Appellant-condemnor Department of Transportation (DOT) filed a declaration of taking against property owned by appellee-condemnee Old National Inn, Inc. (Old National). Old National was dissatisfied with the amount of the estimated compensation, $180,760, and filed a notice of appeal and answer. A jury awarded "just and adequate compensation" of $324,000 for both actual and consequential damages, and the judgment required DOT to deposit the additional amount into the court registry. DOT's amended motion for new trial was denied, and it appeals.

1. DOT contends as error the striking of a portion of the testimony of two of its expert witnesses pertaining to the calculation of consequential damages.

Old National operates a Holiday Inn hotel which had been constructed in 1981 with a view toward future expansion. The common areas and equipment were expressly designed to accommodate additional units. DOT concedes that the prospect for expansion is a reasonable probability.

The land taken by DOT consisted of .8 acre that adjoined the hotel, with frontage on Old National Highway, and its intended use was as additional surface parking whenever the proposed expansion would occur.

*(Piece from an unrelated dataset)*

Issue #493, opened 2024-01-23
Unable to access the Intel RAPL interface with an Intel(R) Xeon(R) CPU E5-2680 v3 @ 2.50GHz processor.


AntoinePlanche:
* CodeCarbon version: 2.3.3
* Python version: Python 3.8.10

DOT's appraiser expert witness, Upton, testified that at some time there would be a market for future expansion and diminution of future parking capacity due to taking of the property created consequential damages to the remainder. Upton originally assessed consequential damages at $233,600 representing the cost of constructing a parking deck over the existing parking lot on the remainder of the property. An alternative remedy, he said, would be to acquire an additional acre of property for a surface parking lot. Contiguous land was available for sale behind the hotel. Assuming an acquisition of the rear acreage, Upton calculated consequential damages at $10,000. He stated that the revision in his appraisal assumed that there is a legal basis for off-setting consequential damages against the land to be acquired.

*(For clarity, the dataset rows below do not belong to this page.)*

PR #511, opened 2024-03-06
Draft: Fixed wrong return type hint and updated doc string

MyGodItsFull0fStars:
Hi, I made some changes to the `stop_task(...)` function of the `BaseEmissionTracker` class.

I changed the return type from `float` to the actual return type `EmissionsData`. 
This was probably an oversight, as in almost every other function the return type is a `float`.

I also changed the return type in the doc-string from `None` to the actual one.

### DIFF
--- a/codecarbon/emissions_tracker.py
+++ b/codecarbon/emissions_tracker.py
@@ -471,11 +471,11 @@ class BaseEmissionsTracker(ABC):
         )
         self._active_task = task_name
 
-    def stop_task(self, task_name: str = None) -> float:
+    def stop_task(self, task_name: str = None) -> EmissionsData:
         """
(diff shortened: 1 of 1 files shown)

A second DOT expert witness, Schultz, testified that he originally calculated consequential damages at $237,600, the cost of constructing a parking garage on the existing site. However, since adjacent land was available for $150,000 an acre, he also revised his computation of consequential damages downward to $13,080.

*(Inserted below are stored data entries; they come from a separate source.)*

PR #512, opened 2024-03-06
Added return type hints and removed redunant return statements in cpu.py

MyGodItsFull0fStars:
Hi!

I modified a few things in the `cpu.py` file.
First, I either added or changed the return type hints of function signatures depending on the actual return type possible, `Optional[some type]`, if the return type might be `None` in some cases.

Next, a few dangling `return` keywords were at the end of a function definition. As they do not serve any purpose, I removed them.

### DIFF
--- a/codecarbon/core/cpu.py
+++ b/codecarbon/core/cpu.py
@@ -7,7 +7,7 @@ import os
 import shutil
 import subprocess
 import sys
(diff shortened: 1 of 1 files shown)


benoit-cty (approved):
Thanks !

Schultz revised his calculations when he was provided by DOT with an option for Old National to purchase the adjacent acre. He calculated consequential damages by taking the cost of replacement land and subtracting from that the value of the land that was taken. This appraisal assumed Old National's purchase of the additional acre with its own funds or with funds received from the taking of the .8 acre.

Both experts were requested by DOT to revise their original calculations based on the existence of the option; neither had previously used this method of appraisal.

Old National moved to strike the testimony of Upton and Schultz, claiming that their revised figures were based on an improper measure of consequential damages. The trial court agreed and advised counsel that it would instruct the jury to disregard the experts' testimony only as it pertained to off-setting the actual damages against the value of the substituted land.

The trial court granted the motion and instructed the jury to disregard the two experts' revised calculations of consequential damages (the value of the taking minus the value of the substituted land). The court further instructed that the jury may or may not find any consequential damages as a result of the taking and that the value of any substituted land may be considered in determining the measure of any consequential damages.

Article I, Sec. III, Par. I of the Georgia Constitution provides inter alia that "private property shall not be taken or damaged for public purposes without just and adequate compensation being first paid." There are two elements of just and adequate compensation for a partial taking of property by condemnation: (1) the market value of the portion actually taken, and (2) the consequential damage, if any, to the remainder. Simon v. Dept. of Transp., 245 Ga. 478, 265 S.E.2d 777 (1980).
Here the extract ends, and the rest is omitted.